Dataset records =>
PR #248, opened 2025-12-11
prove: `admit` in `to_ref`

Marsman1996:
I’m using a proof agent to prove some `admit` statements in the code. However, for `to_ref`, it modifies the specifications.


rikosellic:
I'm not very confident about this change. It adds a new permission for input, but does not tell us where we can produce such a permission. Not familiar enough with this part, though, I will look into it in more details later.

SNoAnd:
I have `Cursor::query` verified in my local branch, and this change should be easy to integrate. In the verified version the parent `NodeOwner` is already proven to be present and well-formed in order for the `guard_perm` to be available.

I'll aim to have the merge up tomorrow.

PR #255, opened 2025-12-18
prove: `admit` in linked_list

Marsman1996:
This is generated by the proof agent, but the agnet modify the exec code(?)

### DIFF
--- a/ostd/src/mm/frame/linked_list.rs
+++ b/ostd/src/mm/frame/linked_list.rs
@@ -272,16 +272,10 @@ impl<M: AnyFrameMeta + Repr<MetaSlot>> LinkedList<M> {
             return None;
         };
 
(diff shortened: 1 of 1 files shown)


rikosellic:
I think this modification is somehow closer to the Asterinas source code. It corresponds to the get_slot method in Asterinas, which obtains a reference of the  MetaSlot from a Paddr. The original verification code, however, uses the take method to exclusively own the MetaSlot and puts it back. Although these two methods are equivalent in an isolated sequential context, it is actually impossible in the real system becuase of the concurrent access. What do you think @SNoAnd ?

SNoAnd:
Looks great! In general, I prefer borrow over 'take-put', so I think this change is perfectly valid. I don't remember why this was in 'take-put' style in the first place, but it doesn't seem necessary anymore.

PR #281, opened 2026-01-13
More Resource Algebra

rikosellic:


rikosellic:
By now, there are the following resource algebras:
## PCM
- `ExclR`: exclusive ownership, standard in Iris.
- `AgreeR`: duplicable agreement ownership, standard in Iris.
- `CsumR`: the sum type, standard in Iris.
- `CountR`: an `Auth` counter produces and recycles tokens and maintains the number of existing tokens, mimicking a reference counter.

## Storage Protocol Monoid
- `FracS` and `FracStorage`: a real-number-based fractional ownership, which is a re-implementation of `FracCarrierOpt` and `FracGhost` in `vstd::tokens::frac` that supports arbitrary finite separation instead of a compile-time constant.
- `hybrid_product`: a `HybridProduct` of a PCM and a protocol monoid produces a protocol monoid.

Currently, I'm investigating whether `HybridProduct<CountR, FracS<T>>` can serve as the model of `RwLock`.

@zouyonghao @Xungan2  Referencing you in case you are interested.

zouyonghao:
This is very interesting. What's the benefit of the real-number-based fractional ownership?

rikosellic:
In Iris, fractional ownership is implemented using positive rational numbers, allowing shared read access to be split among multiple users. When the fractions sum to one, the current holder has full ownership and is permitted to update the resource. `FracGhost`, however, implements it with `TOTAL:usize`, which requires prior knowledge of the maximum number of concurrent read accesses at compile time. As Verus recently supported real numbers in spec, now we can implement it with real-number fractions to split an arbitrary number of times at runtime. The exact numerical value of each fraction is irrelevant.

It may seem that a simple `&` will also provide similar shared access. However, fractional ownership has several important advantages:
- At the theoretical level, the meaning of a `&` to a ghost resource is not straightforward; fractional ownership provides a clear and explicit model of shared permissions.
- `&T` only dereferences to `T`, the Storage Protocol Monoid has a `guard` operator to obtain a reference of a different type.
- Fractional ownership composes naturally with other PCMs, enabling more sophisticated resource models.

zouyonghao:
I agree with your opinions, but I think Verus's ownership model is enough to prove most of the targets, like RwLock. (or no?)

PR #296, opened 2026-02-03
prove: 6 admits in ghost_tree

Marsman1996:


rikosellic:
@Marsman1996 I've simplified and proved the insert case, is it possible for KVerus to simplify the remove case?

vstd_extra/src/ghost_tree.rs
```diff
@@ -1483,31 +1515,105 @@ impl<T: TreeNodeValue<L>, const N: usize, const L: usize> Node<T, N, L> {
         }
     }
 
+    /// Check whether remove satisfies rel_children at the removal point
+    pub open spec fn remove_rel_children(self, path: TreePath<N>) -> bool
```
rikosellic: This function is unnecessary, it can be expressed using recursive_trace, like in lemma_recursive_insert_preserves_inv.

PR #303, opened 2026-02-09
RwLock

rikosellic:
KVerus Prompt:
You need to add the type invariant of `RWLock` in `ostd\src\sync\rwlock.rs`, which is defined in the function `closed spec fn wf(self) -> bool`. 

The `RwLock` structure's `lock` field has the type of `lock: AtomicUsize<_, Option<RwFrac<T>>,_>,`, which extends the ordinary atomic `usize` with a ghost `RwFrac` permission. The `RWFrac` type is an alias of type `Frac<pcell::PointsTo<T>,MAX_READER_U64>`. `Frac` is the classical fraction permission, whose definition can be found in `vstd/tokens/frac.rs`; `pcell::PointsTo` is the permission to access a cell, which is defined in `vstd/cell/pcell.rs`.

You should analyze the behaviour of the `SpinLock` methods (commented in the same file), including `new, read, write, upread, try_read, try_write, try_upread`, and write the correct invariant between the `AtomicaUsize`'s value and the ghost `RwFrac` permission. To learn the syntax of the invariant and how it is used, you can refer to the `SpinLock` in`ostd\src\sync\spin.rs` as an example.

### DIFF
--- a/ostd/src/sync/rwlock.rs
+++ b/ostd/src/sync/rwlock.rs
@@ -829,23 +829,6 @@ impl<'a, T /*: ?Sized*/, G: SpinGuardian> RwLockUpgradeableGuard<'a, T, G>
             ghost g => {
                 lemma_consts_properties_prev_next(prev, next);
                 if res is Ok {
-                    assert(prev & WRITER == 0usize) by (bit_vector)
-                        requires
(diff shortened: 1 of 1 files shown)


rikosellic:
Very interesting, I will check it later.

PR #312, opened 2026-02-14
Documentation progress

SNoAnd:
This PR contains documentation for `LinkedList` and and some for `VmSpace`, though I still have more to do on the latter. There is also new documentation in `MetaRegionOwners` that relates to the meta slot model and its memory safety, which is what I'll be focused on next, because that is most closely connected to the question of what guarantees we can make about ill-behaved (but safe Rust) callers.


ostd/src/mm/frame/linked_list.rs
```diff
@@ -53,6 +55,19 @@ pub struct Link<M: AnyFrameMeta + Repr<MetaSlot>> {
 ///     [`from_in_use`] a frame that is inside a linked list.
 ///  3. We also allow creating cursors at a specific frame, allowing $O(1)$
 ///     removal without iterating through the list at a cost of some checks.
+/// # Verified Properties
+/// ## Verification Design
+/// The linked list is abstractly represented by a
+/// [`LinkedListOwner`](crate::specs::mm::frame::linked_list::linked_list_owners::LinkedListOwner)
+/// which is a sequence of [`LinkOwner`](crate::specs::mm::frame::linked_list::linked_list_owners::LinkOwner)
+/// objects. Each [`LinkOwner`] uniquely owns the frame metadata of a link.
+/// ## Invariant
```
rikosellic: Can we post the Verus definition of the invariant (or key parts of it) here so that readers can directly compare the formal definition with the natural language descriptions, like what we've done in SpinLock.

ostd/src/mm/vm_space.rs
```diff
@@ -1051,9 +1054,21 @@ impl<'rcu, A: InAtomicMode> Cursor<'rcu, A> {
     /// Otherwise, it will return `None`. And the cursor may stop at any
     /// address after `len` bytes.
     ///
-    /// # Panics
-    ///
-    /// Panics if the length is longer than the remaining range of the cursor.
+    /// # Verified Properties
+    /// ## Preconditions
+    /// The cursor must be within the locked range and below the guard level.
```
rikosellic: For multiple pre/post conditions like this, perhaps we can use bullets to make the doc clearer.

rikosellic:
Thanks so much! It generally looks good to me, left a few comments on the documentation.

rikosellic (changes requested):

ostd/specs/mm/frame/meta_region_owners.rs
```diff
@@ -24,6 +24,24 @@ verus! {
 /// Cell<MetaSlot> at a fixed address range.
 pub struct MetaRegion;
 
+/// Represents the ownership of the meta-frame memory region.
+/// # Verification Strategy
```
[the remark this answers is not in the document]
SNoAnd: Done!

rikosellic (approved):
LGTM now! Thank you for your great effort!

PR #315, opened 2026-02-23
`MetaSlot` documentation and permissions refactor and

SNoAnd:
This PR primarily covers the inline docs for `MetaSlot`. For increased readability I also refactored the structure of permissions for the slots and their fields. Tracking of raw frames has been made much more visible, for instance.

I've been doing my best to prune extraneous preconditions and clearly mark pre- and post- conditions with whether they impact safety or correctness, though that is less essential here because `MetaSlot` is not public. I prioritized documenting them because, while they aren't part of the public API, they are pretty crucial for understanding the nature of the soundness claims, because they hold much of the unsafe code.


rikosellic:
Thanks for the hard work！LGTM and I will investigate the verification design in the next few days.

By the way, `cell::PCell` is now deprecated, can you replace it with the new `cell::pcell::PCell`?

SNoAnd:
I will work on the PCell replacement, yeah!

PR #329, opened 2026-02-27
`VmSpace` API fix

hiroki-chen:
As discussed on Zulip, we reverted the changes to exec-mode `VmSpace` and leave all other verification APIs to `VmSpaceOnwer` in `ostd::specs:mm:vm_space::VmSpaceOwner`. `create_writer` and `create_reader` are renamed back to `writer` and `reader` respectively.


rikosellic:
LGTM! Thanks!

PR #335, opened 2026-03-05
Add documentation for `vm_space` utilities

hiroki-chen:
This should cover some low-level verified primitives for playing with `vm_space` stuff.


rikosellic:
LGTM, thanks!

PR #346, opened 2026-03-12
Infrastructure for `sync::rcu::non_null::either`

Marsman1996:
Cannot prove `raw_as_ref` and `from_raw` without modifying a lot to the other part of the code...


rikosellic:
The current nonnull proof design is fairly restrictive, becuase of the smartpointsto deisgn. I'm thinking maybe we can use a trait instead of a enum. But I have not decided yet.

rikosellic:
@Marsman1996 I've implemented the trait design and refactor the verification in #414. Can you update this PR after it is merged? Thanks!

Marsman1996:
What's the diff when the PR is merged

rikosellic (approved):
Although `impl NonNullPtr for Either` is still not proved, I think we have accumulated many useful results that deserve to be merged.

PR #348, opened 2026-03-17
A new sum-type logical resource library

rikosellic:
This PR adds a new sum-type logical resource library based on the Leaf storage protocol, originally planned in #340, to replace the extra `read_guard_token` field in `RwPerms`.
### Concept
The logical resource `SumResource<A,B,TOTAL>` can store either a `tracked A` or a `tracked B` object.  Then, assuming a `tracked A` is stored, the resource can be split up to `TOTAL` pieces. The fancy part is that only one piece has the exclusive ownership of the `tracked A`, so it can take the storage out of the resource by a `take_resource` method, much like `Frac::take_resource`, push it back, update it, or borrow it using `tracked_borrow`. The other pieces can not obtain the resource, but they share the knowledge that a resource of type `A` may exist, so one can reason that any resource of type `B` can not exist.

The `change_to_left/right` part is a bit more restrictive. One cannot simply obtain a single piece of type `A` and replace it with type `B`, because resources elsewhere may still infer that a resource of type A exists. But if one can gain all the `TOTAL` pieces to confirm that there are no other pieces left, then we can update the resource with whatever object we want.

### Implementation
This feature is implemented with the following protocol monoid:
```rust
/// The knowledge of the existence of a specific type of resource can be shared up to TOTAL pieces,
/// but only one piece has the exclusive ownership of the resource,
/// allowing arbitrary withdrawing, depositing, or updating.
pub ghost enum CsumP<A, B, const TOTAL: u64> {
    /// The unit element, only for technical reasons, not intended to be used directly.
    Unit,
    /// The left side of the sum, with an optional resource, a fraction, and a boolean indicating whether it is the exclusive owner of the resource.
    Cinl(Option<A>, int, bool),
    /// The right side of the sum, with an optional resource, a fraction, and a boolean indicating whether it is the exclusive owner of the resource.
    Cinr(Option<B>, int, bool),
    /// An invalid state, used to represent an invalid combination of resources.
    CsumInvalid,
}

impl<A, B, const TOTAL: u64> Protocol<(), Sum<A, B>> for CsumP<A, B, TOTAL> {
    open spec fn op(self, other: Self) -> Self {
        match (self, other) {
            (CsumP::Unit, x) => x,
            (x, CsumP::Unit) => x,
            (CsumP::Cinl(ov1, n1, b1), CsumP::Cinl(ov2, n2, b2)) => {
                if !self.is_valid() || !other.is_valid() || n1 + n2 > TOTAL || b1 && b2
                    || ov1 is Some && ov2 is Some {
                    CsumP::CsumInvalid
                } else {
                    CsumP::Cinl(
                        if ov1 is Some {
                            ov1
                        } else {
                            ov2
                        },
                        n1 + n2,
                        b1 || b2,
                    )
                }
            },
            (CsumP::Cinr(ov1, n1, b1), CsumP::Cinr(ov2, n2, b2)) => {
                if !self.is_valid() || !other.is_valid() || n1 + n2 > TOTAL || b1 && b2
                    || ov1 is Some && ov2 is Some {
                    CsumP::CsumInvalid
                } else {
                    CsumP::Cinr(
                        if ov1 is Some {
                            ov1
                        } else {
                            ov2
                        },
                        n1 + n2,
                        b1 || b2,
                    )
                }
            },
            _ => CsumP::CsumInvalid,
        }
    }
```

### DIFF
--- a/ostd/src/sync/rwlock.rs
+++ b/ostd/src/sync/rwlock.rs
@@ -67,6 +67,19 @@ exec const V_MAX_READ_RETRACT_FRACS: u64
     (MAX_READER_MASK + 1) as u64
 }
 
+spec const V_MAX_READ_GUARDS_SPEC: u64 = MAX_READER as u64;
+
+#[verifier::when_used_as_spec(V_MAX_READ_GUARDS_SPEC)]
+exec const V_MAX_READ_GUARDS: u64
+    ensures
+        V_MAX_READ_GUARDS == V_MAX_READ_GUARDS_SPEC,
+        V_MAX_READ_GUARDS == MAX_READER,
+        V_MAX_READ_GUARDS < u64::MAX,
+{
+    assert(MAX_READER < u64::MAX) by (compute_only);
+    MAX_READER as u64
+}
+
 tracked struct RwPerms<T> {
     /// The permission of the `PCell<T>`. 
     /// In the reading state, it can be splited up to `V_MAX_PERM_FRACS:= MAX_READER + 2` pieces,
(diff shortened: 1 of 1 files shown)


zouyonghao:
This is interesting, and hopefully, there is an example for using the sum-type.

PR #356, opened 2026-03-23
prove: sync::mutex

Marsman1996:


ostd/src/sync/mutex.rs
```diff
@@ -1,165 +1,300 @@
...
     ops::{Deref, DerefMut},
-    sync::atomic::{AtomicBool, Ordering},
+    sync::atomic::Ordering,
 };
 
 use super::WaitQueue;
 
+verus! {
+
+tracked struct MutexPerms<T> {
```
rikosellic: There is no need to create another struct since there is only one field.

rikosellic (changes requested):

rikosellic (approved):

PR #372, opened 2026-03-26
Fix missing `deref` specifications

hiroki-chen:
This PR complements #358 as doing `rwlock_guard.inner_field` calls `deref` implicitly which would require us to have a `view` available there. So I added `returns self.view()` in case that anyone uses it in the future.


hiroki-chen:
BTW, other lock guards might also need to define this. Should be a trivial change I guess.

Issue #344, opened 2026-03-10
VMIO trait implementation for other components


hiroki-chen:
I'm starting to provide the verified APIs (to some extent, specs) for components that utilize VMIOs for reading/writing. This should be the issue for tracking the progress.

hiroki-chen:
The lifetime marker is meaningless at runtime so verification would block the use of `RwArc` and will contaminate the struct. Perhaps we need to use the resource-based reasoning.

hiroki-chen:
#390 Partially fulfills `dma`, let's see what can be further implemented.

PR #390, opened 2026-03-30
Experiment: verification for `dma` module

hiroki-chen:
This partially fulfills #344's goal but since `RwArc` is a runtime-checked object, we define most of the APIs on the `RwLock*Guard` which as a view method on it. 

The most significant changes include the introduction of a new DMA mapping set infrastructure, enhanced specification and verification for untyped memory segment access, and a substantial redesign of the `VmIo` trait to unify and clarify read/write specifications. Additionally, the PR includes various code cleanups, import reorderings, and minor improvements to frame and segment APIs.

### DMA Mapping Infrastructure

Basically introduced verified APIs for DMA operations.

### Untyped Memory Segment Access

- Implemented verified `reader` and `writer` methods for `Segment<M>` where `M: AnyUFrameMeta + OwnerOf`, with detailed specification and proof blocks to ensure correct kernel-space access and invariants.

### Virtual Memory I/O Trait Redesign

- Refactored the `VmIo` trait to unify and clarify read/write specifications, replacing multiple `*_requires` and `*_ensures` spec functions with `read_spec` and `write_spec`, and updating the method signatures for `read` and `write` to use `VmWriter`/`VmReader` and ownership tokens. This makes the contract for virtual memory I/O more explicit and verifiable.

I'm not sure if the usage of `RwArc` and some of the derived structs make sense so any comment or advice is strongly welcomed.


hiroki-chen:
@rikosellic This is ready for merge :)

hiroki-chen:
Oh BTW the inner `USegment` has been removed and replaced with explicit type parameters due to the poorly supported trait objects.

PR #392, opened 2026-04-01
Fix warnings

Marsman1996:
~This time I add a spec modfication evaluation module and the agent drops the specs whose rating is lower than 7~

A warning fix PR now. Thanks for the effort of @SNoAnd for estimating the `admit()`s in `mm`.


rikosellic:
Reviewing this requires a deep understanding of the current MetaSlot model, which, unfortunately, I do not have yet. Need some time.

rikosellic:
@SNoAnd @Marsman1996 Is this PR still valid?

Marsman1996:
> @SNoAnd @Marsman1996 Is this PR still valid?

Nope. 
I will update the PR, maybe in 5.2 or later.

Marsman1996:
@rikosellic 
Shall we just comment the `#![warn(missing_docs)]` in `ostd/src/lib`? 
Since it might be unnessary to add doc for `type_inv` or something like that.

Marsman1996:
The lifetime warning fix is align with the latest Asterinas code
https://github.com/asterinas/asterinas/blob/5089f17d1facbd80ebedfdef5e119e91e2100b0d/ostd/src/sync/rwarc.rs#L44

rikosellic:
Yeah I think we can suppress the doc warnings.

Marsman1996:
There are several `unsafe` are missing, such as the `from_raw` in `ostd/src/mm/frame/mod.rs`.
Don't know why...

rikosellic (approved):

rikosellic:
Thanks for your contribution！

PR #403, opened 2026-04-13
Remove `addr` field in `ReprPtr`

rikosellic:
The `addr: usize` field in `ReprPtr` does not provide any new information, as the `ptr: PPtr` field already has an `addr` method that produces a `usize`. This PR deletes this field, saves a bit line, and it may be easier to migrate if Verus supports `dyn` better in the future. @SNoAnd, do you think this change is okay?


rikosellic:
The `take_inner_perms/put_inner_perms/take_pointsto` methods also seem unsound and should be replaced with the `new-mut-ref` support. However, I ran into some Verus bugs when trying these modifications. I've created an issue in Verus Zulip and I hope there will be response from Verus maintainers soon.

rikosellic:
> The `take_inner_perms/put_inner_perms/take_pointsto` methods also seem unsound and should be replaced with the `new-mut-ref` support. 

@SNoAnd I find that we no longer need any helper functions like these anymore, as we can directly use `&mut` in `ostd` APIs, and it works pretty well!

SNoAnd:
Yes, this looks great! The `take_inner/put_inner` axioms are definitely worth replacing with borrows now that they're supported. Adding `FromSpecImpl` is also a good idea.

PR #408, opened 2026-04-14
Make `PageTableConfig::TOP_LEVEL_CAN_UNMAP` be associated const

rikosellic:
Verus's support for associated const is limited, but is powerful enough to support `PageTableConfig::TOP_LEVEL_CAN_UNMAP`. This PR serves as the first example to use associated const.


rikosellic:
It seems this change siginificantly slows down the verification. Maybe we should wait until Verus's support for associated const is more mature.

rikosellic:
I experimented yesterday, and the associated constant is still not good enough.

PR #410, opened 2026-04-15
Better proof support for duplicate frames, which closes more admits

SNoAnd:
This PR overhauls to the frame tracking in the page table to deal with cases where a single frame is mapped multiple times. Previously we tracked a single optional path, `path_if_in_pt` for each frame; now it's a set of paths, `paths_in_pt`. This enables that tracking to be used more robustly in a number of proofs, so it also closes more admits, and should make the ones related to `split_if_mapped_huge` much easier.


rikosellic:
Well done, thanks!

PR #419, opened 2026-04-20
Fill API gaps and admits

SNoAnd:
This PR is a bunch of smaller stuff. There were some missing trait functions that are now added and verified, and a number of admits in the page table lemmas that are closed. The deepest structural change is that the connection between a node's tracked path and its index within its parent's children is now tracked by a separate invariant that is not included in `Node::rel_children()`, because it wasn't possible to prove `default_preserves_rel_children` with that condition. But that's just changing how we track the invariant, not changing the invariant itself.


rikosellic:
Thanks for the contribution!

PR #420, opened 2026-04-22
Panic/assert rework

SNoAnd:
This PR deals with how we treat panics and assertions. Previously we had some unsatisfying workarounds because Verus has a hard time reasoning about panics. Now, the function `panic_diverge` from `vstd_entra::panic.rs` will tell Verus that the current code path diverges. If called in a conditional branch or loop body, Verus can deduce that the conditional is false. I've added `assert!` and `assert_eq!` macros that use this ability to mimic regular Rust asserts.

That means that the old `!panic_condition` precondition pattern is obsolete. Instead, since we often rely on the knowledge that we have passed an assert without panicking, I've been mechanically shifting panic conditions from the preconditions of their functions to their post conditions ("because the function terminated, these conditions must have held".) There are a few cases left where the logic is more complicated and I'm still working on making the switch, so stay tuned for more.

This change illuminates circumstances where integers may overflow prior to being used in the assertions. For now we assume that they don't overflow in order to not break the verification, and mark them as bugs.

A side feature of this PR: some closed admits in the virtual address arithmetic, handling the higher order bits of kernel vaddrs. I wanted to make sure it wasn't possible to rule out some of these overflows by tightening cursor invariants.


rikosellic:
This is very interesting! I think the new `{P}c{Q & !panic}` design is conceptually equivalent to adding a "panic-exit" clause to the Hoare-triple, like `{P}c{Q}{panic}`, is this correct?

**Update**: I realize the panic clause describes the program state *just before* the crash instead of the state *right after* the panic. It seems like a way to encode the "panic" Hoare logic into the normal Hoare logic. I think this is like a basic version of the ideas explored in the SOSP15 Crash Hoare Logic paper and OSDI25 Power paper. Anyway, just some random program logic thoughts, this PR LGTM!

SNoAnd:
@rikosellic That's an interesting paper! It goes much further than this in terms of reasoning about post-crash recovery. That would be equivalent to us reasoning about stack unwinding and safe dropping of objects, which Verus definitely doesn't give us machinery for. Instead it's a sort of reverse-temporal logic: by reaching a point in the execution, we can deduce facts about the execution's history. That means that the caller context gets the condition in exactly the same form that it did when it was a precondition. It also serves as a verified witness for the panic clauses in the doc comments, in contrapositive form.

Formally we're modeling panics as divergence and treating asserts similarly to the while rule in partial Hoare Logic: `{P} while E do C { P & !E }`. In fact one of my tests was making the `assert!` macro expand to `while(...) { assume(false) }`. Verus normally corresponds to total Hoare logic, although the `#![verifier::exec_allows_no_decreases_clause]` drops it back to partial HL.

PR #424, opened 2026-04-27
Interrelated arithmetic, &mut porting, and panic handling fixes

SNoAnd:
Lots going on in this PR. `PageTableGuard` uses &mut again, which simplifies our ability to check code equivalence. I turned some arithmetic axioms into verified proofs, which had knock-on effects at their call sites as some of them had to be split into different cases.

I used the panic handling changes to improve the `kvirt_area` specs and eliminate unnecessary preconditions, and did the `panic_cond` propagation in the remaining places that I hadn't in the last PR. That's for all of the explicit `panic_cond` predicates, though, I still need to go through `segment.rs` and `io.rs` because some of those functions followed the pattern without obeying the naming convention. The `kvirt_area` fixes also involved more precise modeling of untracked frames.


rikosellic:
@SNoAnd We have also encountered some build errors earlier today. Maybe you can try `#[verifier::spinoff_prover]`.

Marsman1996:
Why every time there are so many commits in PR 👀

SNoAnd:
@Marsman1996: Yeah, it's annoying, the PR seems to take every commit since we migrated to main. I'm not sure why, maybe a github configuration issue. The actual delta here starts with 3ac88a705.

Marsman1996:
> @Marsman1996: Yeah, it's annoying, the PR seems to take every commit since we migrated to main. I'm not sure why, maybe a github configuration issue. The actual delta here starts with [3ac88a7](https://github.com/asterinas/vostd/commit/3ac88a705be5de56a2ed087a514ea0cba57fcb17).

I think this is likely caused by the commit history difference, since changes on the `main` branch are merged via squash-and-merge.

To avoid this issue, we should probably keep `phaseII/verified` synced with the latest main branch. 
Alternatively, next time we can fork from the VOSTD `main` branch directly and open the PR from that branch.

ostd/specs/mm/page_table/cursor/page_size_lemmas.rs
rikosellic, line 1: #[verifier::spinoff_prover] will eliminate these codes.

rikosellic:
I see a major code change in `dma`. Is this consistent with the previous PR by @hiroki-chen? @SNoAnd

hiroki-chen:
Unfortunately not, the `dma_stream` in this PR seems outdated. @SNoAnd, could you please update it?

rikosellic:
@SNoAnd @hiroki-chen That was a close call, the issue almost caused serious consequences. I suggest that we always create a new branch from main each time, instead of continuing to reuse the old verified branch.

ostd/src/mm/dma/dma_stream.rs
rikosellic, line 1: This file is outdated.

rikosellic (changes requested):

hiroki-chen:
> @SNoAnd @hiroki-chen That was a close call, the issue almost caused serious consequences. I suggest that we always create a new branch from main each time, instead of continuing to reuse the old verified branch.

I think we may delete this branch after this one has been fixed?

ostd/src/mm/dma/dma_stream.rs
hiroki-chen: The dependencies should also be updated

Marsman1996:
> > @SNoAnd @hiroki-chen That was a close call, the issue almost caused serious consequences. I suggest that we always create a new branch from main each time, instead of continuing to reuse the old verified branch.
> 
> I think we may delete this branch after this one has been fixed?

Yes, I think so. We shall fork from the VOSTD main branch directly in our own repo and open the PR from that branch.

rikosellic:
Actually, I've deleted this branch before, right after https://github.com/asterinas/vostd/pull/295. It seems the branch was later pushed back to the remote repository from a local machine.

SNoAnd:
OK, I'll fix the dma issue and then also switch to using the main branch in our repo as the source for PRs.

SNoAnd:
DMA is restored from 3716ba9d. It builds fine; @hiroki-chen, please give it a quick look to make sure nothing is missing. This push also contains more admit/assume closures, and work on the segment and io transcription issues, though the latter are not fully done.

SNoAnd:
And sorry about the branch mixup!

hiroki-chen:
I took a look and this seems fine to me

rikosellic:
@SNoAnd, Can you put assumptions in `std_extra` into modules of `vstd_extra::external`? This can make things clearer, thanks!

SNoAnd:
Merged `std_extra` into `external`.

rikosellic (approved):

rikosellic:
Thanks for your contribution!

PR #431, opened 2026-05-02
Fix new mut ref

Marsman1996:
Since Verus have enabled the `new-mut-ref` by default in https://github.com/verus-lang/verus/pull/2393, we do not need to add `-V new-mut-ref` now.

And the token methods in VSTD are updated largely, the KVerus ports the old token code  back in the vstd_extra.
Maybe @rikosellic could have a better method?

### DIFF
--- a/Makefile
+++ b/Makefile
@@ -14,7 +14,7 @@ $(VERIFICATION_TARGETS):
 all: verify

Task => Taking the lines above, repeat exactly those from the line that contains "### DMA Mapping Infrastructure" through the line that contains "### Untyped Memory Segment Access", and both of those lines as well. Include nothing else.

Response =>
### DMA Mapping Infrastructure

Basically introduced verified APIs for DMA operations.

### Untyped Memory Segment Access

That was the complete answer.